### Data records
○ ○ ○ ○ ○ ○ ○

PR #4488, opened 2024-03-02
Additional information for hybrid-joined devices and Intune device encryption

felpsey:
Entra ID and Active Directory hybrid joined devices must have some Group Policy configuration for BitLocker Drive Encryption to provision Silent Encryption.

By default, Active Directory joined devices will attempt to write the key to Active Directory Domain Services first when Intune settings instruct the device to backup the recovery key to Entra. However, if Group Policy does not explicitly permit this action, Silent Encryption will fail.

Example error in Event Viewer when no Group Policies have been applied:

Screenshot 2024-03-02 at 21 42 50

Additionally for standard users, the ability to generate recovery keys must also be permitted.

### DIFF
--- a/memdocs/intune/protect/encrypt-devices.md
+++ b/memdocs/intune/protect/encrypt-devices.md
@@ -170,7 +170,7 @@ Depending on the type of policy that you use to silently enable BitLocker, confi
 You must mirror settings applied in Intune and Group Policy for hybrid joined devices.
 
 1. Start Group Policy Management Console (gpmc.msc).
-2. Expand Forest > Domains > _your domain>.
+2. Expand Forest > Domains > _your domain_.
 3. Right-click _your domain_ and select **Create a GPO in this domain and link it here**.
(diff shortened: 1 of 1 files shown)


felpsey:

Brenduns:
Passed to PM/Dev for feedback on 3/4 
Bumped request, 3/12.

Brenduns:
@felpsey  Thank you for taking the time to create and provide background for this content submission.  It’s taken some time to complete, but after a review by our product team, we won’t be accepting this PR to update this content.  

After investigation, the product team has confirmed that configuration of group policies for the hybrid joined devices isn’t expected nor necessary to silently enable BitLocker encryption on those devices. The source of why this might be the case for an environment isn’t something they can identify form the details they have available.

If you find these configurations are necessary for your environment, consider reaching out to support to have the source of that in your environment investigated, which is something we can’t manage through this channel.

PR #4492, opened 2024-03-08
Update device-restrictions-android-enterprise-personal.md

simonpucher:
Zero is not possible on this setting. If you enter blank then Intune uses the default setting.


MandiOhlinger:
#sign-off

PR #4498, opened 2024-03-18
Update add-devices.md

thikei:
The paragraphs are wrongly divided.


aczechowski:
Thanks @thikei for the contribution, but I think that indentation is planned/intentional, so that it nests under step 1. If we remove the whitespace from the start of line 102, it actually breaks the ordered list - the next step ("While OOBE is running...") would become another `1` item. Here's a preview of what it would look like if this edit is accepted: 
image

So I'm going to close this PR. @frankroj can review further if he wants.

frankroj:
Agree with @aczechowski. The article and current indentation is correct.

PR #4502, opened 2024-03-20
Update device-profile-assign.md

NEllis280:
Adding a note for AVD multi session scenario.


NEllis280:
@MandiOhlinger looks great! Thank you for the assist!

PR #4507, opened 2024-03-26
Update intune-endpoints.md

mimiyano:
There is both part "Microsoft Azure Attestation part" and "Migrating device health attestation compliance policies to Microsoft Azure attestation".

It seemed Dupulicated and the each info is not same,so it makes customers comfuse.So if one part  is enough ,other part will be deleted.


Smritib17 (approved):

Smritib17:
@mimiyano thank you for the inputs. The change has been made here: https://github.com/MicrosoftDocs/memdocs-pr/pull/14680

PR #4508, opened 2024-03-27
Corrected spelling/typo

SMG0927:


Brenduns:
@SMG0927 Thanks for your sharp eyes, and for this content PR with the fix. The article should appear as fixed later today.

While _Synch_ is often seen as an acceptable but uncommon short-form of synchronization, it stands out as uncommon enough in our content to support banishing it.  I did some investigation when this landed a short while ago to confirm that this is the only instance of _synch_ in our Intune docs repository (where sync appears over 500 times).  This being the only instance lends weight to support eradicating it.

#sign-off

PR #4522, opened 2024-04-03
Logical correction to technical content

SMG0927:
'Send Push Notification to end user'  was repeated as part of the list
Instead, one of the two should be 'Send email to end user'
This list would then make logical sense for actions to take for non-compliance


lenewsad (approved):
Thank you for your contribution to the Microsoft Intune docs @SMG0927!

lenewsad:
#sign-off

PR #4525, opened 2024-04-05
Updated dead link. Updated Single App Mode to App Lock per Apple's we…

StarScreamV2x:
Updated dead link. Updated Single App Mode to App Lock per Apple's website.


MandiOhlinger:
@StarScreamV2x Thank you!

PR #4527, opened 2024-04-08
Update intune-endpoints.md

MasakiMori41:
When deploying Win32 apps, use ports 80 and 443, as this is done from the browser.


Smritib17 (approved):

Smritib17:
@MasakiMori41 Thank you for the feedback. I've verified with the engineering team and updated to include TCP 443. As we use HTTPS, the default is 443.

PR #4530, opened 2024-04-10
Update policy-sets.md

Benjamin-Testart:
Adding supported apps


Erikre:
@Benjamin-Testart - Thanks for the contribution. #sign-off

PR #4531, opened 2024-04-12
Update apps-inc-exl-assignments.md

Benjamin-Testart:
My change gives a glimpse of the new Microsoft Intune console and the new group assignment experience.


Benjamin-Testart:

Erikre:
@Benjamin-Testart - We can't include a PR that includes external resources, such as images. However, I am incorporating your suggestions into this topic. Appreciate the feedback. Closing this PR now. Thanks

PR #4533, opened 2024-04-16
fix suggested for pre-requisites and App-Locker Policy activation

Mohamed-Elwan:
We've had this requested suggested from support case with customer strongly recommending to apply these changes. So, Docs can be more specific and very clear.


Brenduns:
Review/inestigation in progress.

○ ○ ○ ○ ○ ○ ○

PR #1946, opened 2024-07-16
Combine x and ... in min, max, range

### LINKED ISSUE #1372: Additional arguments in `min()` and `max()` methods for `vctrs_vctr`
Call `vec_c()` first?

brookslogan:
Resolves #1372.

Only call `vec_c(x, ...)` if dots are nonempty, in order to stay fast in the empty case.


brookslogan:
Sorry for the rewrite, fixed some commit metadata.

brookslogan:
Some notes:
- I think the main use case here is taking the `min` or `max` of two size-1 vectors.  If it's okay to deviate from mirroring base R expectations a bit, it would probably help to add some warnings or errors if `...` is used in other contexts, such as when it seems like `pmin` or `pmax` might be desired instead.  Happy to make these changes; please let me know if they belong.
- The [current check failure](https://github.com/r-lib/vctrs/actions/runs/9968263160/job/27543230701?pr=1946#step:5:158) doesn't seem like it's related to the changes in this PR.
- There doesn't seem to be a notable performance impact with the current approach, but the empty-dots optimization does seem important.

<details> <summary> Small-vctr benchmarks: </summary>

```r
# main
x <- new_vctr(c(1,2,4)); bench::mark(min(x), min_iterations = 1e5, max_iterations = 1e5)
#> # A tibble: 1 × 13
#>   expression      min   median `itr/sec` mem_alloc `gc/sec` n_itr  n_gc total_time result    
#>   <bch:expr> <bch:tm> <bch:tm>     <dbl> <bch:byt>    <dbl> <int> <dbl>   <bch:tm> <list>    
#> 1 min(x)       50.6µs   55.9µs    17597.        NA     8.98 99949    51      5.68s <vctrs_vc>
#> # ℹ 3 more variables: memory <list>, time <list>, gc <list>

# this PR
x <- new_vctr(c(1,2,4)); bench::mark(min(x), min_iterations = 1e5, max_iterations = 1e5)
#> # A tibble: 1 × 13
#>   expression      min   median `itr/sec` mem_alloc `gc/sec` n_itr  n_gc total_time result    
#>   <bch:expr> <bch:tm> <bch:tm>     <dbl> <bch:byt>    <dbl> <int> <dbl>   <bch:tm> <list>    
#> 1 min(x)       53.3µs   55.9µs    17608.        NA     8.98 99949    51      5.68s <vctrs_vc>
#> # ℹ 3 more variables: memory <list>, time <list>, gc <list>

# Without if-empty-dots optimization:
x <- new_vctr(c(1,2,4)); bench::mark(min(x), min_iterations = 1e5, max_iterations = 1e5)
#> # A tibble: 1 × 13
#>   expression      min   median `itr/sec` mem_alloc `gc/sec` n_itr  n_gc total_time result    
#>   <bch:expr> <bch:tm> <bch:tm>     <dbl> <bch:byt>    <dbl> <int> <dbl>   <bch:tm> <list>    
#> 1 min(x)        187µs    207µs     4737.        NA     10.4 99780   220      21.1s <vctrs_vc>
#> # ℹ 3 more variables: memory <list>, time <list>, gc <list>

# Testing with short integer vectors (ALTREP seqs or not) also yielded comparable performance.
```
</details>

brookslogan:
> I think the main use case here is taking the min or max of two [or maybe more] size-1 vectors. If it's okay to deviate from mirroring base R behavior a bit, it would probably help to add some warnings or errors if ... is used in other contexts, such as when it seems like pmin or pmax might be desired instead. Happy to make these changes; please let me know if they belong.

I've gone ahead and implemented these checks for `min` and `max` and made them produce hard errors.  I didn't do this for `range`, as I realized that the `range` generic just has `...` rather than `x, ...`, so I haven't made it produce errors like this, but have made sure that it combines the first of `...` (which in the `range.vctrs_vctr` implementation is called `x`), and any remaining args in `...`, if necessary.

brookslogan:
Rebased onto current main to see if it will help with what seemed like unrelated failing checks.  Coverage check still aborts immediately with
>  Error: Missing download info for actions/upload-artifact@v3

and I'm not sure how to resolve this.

○ ○ ○ ○ ○ ○ ○

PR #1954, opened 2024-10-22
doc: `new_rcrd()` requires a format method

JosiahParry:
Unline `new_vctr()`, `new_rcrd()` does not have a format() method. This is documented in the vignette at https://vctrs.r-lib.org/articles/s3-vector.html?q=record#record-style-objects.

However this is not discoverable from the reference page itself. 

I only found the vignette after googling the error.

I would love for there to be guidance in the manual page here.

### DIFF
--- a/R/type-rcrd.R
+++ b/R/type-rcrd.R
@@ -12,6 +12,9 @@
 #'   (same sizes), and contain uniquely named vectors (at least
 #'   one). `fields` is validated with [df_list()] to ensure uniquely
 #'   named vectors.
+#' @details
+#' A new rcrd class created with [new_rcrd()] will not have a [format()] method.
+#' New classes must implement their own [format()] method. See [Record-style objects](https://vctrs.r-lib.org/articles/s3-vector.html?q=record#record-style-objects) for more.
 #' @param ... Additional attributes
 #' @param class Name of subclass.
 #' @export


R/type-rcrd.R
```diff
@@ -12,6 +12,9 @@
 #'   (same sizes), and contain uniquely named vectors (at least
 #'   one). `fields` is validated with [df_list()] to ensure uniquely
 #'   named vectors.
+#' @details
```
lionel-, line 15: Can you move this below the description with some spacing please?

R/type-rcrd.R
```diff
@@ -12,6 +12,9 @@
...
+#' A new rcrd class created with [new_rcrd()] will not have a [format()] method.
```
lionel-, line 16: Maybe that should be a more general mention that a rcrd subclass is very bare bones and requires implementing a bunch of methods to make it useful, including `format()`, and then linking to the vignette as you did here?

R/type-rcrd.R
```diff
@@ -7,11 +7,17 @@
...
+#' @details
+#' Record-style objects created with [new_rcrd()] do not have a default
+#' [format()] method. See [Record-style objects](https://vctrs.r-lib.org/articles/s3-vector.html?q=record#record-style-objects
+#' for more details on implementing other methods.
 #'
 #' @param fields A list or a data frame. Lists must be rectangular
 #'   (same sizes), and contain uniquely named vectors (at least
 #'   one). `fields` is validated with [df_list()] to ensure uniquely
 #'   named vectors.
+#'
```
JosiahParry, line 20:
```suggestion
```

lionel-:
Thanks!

○ ○ ○ ○ ○ ○ ○

### Work required
In the entries above, find each line containing the string "Domains" and copy it.

### Answer to the exercise
-2. Expand Forest > Domains > _your domain>.
+2. Expand Forest > Domains > _your domain_.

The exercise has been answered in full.